* WORK REQUIRED *
Could you return each line below without altering a word?

[Data extracted from a collection]
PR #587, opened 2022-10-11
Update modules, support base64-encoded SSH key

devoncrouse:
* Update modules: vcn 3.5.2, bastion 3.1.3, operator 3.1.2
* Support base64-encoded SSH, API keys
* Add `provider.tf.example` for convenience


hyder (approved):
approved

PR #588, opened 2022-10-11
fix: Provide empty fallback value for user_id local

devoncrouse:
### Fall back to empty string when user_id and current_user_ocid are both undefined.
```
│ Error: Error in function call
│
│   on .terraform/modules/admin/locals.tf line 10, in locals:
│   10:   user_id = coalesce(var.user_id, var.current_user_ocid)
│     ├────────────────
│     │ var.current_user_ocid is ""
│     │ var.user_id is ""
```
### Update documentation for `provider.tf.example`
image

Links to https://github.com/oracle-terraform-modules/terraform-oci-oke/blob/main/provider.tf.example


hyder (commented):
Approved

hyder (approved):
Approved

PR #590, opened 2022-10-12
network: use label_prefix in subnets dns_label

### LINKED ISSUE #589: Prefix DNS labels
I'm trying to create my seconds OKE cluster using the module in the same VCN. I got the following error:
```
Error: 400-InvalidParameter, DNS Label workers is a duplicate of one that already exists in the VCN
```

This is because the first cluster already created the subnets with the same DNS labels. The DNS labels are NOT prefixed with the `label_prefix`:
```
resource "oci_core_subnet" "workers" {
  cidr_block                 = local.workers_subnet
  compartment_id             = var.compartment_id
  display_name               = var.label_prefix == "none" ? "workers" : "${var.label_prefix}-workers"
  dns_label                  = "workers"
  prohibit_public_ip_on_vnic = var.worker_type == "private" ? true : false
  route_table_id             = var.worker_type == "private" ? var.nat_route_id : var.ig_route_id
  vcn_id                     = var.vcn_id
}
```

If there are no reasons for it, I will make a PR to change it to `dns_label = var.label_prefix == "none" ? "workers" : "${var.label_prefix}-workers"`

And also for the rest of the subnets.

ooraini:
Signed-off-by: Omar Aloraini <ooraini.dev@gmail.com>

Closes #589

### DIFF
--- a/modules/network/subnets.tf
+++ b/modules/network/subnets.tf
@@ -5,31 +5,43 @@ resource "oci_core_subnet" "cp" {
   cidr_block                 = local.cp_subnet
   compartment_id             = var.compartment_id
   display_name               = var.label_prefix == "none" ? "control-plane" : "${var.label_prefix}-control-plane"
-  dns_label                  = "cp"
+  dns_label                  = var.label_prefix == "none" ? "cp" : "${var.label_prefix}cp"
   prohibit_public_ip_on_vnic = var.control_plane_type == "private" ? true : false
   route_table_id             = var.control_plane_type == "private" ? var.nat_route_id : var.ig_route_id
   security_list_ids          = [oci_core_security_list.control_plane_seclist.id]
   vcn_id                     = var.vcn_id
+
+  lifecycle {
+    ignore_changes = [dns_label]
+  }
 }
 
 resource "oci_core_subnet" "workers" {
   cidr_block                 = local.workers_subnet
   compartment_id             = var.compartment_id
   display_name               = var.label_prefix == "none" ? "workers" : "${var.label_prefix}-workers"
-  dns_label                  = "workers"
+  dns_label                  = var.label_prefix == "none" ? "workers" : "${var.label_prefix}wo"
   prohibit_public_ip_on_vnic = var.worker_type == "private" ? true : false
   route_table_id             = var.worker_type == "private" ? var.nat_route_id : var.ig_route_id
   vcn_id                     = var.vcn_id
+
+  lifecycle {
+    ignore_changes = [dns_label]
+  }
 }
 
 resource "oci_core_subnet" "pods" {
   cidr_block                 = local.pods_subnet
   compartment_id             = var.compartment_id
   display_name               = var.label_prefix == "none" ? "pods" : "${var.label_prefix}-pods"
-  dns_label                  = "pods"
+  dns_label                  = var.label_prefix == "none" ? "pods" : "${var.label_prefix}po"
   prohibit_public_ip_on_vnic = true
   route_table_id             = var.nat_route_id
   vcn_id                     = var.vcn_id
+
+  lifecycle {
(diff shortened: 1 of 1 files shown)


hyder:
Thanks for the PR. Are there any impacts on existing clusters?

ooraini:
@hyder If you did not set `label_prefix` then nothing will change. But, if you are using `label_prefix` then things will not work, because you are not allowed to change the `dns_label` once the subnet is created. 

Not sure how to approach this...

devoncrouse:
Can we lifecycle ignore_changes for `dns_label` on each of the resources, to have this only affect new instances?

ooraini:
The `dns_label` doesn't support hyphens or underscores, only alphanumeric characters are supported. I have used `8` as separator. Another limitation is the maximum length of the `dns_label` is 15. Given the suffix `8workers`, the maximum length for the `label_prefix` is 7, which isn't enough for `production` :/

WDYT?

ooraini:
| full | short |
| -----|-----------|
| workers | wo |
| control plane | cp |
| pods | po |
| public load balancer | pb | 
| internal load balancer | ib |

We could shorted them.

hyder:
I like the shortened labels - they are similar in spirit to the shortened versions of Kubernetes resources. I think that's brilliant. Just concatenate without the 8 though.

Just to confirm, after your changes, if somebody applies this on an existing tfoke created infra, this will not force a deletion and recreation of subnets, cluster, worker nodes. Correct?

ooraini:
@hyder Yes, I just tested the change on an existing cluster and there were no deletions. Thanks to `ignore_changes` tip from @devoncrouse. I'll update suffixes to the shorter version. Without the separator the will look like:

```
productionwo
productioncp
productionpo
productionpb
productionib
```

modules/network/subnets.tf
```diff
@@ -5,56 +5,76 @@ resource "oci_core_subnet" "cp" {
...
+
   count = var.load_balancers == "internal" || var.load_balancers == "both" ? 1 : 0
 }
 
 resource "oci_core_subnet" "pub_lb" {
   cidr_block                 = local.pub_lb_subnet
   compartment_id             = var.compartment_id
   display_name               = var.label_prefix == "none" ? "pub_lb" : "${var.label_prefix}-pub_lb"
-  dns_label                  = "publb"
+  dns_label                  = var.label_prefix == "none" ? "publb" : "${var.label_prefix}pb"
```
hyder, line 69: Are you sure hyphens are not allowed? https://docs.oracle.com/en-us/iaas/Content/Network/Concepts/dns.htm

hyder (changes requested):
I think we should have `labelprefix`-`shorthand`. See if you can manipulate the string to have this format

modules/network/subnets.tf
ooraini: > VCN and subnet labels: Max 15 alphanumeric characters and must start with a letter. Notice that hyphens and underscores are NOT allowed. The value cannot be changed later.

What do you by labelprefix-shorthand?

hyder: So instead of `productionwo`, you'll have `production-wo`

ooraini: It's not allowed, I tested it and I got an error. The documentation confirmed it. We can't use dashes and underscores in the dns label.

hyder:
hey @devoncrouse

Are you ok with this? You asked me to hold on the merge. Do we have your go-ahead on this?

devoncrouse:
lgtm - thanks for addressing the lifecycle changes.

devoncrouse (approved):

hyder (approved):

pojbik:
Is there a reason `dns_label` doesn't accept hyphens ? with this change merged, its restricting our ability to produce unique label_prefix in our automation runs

* SOLUTION TO THE PROBLEM *
PR #587, opened 2022-10-11
Update modules, support base64-encoded SSH key

devoncrouse:
* Update modules: vcn 3.5.2, bastion 3.1.3, operator 3.1.2
* Support base64-encoded SSH, API keys
* Add `provider.tf.example` for convenience


hyder (approved):
approved

PR #588, opened 2022-10-11
fix: Provide empty fallback value for user_id local

devoncrouse:
### Fall back to empty string when user_id and current_user_ocid are both undefined.
```
│ Error: Error in function call
│
│   on .terraform/modules/admin/locals.tf line 10, in locals:
│   10:   user_id = coalesce(var.user_id, var.current_user_ocid)
│     ├────────────────
│     │ var.current_user_ocid is ""
│     │ var.user_id is ""
```
### Update documentation for `provider.tf.example`
image

Links to https://github.com/oracle-terraform-modules/terraform-oci-oke/blob/main/provider.tf.example


hyder (commented):
Approved

hyder (approved):
Approved

PR #590, opened 2022-10-12
network: use label_prefix in subnets dns_label

### LINKED ISSUE #589: Prefix DNS labels
I'm trying to create my seconds OKE cluster using the module in the same VCN. I got the following error:
```
Error: 400-InvalidParameter, DNS Label workers is a duplicate of one that already exists in the VCN
```

This is because the first cluster already created the subnets with the same DNS labels. The DNS labels are NOT prefixed with the `label_prefix`:
```
resource "oci_core_subnet" "workers" {
  cidr_block                 = local.workers_subnet
  compartment_id             = var.compartment_id
  display_name               = var.label_prefix == "none" ? "workers" : "${var.label_prefix}-workers"
  dns_label                  = "workers"
  prohibit_public_ip_on_vnic = var.worker_type == "private" ? true : false
  route_table_id             = var.worker_type == "private" ? var.nat_route_id : var.ig_route_id
  vcn_id                     = var.vcn_id
}
```

If there are no reasons for it, I will make a PR to change it to `dns_label = var.label_prefix == "none" ? "workers" : "${var.label_prefix}-workers"`

And also for the rest of the subnets.

ooraini:
Signed-off-by: Omar Aloraini <ooraini.dev@gmail.com>

Closes #589

### DIFF
--- a/modules/network/subnets.tf
+++ b/modules/network/subnets.tf
@@ -5,31 +5,43 @@ resource "oci_core_subnet" "cp" {
   cidr_block                 = local.cp_subnet
   compartment_id             = var.compartment_id
   display_name               = var.label_prefix == "none" ? "control-plane" : "${var.label_prefix}-control-plane"
-  dns_label                  = "cp"
+  dns_label                  = var.label_prefix == "none" ? "cp" : "${var.label_prefix}cp"
   prohibit_public_ip_on_vnic = var.control_plane_type == "private" ? true : false
   route_table_id             = var.control_plane_type == "private" ? var.nat_route_id : var.ig_route_id
   security_list_ids          = [oci_core_security_list.control_plane_seclist.id]
   vcn_id                     = var.vcn_id
+
+  lifecycle {
+    ignore_changes = [dns_label]
+  }
 }
 
 resource "oci_core_subnet" "workers" {
   cidr_block                 = local.workers_subnet
   compartment_id             = var.compartment_id
   display_name               = var.label_prefix == "none" ? "workers" : "${var.label_prefix}-workers"
-  dns_label                  = "workers"
+  dns_label                  = var.label_prefix == "none" ? "workers" : "${var.label_prefix}wo"
   prohibit_public_ip_on_vnic = var.worker_type == "private" ? true : false
   route_table_id             = var.worker_type == "private" ? var.nat_route_id : var.ig_route_id
   vcn_id                     = var.vcn_id
+
+  lifecycle {
+    ignore_changes = [dns_label]
+  }
 }
 
 resource "oci_core_subnet" "pods" {
   cidr_block                 = local.pods_subnet
   compartment_id             = var.compartment_id
   display_name               = var.label_prefix == "none" ? "pods" : "${var.label_prefix}-pods"
-  dns_label                  = "pods"
+  dns_label                  = var.label_prefix == "none" ? "pods" : "${var.label_prefix}po"
   prohibit_public_ip_on_vnic = true
   route_table_id             = var.nat_route_id
   vcn_id                     = var.vcn_id
+
+  lifecycle {
(diff shortened: 1 of 1 files shown)


hyder:
Thanks for the PR. Are there any impacts on existing clusters?

ooraini:
@hyder If you did not set `label_prefix` then nothing will change. But, if you are using `label_prefix` then things will not work, because you are not allowed to change the `dns_label` once the subnet is created. 

Not sure how to approach this...

devoncrouse:
Can we lifecycle ignore_changes for `dns_label` on each of the resources, to have this only affect new instances?

ooraini:
The `dns_label` doesn't support hyphens or underscores, only alphanumeric characters are supported. I have used `8` as separator. Another limitation is the maximum length of the `dns_label` is 15. Given the suffix `8workers`, the maximum length for the `label_prefix` is 7, which isn't enough for `production` :/

WDYT?

ooraini:
| full | short |
| -----|-----------|
| workers | wo |
| control plane | cp |
| pods | po |
| public load balancer | pb | 
| internal load balancer | ib |

We could shorted them.

hyder:
I like the shortened labels - they are similar in spirit to the shortened versions of Kubernetes resources. I think that's brilliant. Just concatenate without the 8 though.

Just to confirm, after your changes, if somebody applies this on an existing tfoke created infra, this will not force a deletion and recreation of subnets, cluster, worker nodes. Correct?

ooraini:
@hyder Yes, I just tested the change on an existing cluster and there were no deletions. Thanks to `ignore_changes` tip from @devoncrouse. I'll update suffixes to the shorter version. Without the separator the will look like:

```
productionwo
productioncp
productionpo
productionpb
productionib
```

modules/network/subnets.tf
```diff
@@ -5,56 +5,76 @@ resource "oci_core_subnet" "cp" {
...
+
   count = var.load_balancers == "internal" || var.load_balancers == "both" ? 1 : 0
 }
 
 resource "oci_core_subnet" "pub_lb" {
   cidr_block                 = local.pub_lb_subnet
   compartment_id             = var.compartment_id
   display_name               = var.label_prefix == "none" ? "pub_lb" : "${var.label_prefix}-pub_lb"
-  dns_label                  = "publb"
+  dns_label                  = var.label_prefix == "none" ? "publb" : "${var.label_prefix}pb"
```
hyder, line 69: Are you sure hyphens are not allowed? https://docs.oracle.com/en-us/iaas/Content/Network/Concepts/dns.htm

hyder (changes requested):
I think we should have `labelprefix`-`shorthand`. See if you can manipulate the string to have this format

modules/network/subnets.tf
ooraini: > VCN and subnet labels: Max 15 alphanumeric characters and must start with a letter. Notice that hyphens and underscores are NOT allowed. The value cannot be changed later.

What do you by labelprefix-shorthand?

hyder: So instead of `productionwo`, you'll have `production-wo`

ooraini: It's not allowed, I tested it and I got an error. The documentation confirmed it. We can't use dashes and underscores in the dns label.

hyder:
hey @devoncrouse

Are you ok with this? You asked me to hold on the merge. Do we have your go-ahead on this?

devoncrouse:
lgtm - thanks for addressing the lifecycle changes.

devoncrouse (approved):

hyder (approved):

pojbik:
Is there a reason `dns_label` doesn't accept hyphens ? with this change merged, its restricting our ability to produce unique label_prefix in our automation runs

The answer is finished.